EXTRACTED MATERIAL:
* * * * *

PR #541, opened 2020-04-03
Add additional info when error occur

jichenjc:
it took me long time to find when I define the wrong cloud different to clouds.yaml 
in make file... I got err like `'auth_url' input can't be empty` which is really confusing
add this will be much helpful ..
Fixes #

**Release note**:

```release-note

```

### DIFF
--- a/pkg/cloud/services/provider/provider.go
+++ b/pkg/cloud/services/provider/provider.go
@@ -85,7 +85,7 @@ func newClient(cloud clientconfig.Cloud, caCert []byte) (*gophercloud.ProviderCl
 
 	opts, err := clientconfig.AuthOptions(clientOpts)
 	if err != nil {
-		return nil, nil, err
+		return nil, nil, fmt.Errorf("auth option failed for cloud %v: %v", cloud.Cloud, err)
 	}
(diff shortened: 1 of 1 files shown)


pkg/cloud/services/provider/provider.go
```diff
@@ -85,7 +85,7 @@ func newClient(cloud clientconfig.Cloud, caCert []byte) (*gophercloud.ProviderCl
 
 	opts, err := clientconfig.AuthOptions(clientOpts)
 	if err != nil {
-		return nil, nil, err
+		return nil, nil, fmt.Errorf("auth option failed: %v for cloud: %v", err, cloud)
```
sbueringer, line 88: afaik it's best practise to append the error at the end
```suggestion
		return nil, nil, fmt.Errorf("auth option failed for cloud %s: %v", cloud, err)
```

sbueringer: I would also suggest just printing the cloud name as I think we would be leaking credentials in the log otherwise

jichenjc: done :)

* * * * *

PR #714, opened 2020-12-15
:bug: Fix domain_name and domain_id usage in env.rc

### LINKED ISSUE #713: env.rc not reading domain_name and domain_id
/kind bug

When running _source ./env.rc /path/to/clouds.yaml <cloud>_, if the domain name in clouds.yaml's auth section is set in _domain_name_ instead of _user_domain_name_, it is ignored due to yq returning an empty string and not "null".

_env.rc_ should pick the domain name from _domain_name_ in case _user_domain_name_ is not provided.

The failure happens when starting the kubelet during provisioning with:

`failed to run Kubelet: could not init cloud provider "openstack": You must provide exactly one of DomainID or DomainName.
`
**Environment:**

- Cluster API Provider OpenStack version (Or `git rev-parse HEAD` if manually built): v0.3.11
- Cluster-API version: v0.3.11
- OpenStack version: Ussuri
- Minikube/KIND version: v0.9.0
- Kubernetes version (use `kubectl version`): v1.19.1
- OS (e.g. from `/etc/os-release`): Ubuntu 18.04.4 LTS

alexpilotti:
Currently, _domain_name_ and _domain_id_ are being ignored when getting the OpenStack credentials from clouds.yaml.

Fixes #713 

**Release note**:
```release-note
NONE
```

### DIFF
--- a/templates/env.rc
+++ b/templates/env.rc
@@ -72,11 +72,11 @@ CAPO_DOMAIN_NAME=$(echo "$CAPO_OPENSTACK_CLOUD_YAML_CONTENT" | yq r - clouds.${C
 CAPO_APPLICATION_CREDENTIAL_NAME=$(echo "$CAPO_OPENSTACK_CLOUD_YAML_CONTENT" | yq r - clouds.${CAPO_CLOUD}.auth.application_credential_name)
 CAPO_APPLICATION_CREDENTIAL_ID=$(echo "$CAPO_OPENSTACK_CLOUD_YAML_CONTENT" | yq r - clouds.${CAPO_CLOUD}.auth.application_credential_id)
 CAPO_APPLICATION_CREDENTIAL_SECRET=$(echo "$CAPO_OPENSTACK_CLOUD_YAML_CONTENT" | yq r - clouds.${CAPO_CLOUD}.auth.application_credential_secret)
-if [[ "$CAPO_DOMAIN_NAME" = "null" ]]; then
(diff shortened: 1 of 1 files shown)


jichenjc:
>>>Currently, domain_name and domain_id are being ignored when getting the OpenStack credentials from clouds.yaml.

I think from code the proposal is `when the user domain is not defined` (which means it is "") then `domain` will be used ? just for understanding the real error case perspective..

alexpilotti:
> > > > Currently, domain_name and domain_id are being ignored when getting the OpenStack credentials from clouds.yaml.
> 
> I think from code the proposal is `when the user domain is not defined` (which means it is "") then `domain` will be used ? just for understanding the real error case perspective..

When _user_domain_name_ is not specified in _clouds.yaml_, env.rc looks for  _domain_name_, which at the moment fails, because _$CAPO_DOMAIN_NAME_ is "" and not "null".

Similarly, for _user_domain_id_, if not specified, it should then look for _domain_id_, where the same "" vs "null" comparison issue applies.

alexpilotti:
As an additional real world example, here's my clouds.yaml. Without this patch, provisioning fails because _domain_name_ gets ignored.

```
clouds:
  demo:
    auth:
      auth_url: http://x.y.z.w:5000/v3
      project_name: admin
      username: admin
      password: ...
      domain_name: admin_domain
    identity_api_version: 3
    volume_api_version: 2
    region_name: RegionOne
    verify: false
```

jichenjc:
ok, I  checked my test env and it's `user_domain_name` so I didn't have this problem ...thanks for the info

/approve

* * * * *

Go line by line through the material above and return each one that includes "credentials".

SOLUTION BELOW:
sbueringer: I would also suggest just printing the cloud name as I think we would be leaking credentials in the log otherwise
Currently, _domain_name_ and _domain_id_ are being ignored when getting the OpenStack credentials from clouds.yaml.
>>>Currently, domain_name and domain_id are being ignored when getting the OpenStack credentials from clouds.yaml.
> > > > Currently, domain_name and domain_id are being ignored when getting the OpenStack credentials from clouds.yaml.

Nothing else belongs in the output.